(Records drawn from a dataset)
PR #108, opened 2020-09-19
Fix counting maxRunsPerJob

ngg:
JobExt.create() used to return maxRunsPerJob + 1 runs instead of
maxRunsPerJob. Moving the check before the addition makes it work if "0"
is set as well.

### DIFF
--- a/rest-api/src/main/java/com/cloudbees/workflow/rest/external/JobExt.java
+++ b/rest-api/src/main/java/com/cloudbees/workflow/rest/external/JobExt.java
@@ -40,9 +40,14 @@ import java.util.List;
 public class JobExt {
 
     /**
-     * Max number of runs per page. Pagination not yet supported.
+     * Name of the system property to set the max number of runs per page. Pagination not yet supported.
      */
-    public static final int MAX_RUNS_PER_JOB = Integer.getInteger(JobExt.class.getName()+".maxRunsPerJob", 10);
+    public static final String MAX_RUNS_PER_JOB_PROPERTY_NAME = JobExt.class.getName()+".maxRunsPerJob";
+
+    /**
+     * Default value of the max number of runs per page.
+     */
+    public static final int MAX_RUNS_PER_JOB_DEFAULT = 10;
 
     private JobLinks _links;
     private String name;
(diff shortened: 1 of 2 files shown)


R-Rudolf:
This PR would enable to decrease the maxRunsPerJob to zero, thus disabling the stage view completely.
It is a use case, required by some people, see: https://stackoverflow.com/questions/52438258/how-to-disable-jenkins-pipeline-stage-view-plugin
Related ticket: https://issues.jenkins-ci.org/browse/JENKINS-63614

olamy:
sounds good but having a test would be even better to avoid future regressions

ngg:
I'll try to add some tests, but need some advice.
I think the best place for these tests would be in JobAndRunAPITest.java, please tell me if I'm wrong.
The problem is that this parameter is not easily changable from tests as it is a static integer:
```java
public static final int MAX_RUNS_PER_JOB = Integer.getInteger(JobExt.class.getName()+".maxRunsPerJob", 10);
```
I couldn't find any tests which sets any of the system properties, so I cannot just use the same solution.
Some ideas how to solve this:
- Move the `Integer.getInteger()` call into `JobExt.create()` where it is used, so tests can use `System.setProperty` to override the value before calling the API.
- Add a new parameter to `JobExt.create()` and possibly a new `@QueryParameter` to `JobAPI.doRuns()` which can override the default value
- Create separate test classes for these tests and use some kind of `@BeforeClass`/`@AfterClass` magic to set and restore the property before evaluating the static field. (I'm not sure if this would actually work)

@olamy What do you think which would be the proper way to test it? Or do you have some other idea?

olamy:
@ngg good question mate!
I guess the logic with a separate test class and `@BeforeClass/@AfterClass` should work

ngg:
@olamy `@BeforeClass`  unfortunately does not work, because the static `MAX_RUNS_PER_JOB` is only evaluated once. So whichever test runs first that uses the `JobExt` class sets it to some value (which really can be overriden with `@BeforeClass`, but later tests use that same value because the property is only queried once.
I'll update my PR and go with my first idea: moving the `getInteger()` call where it is used, because that does not cause an unnecessary API change and also has the nice side-effect that this property can be changed without Jenkins restarts.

> _WHAT THE TASK ASKS_:
Starting with the line with "-40,9 +40,14 @@ import java.util.List;" above and going on through the line with "This PR would", transcribe every line exactly, both ends included, and add nothing.

> _RESULT FOR THIS EXERCISE_:
@@ -40,9 +40,14 @@ import java.util.List;
 public class JobExt {
 
     /**
-     * Max number of runs per page. Pagination not yet supported.
+     * Name of the system property to set the max number of runs per page. Pagination not yet supported.
      */
-    public static final int MAX_RUNS_PER_JOB = Integer.getInteger(JobExt.class.getName()+".maxRunsPerJob", 10);
+    public static final String MAX_RUNS_PER_JOB_PROPERTY_NAME = JobExt.class.getName()+".maxRunsPerJob";
+
+    /**
+     * Default value of the max number of runs per page.
+     */
+    public static final int MAX_RUNS_PER_JOB_DEFAULT = 10;
 
     private JobLinks _links;
     private String name;
(diff shortened: 1 of 2 files shown)


R-Rudolf:
This PR would enable to decrease the maxRunsPerJob to zero, thus disabling the stage view completely.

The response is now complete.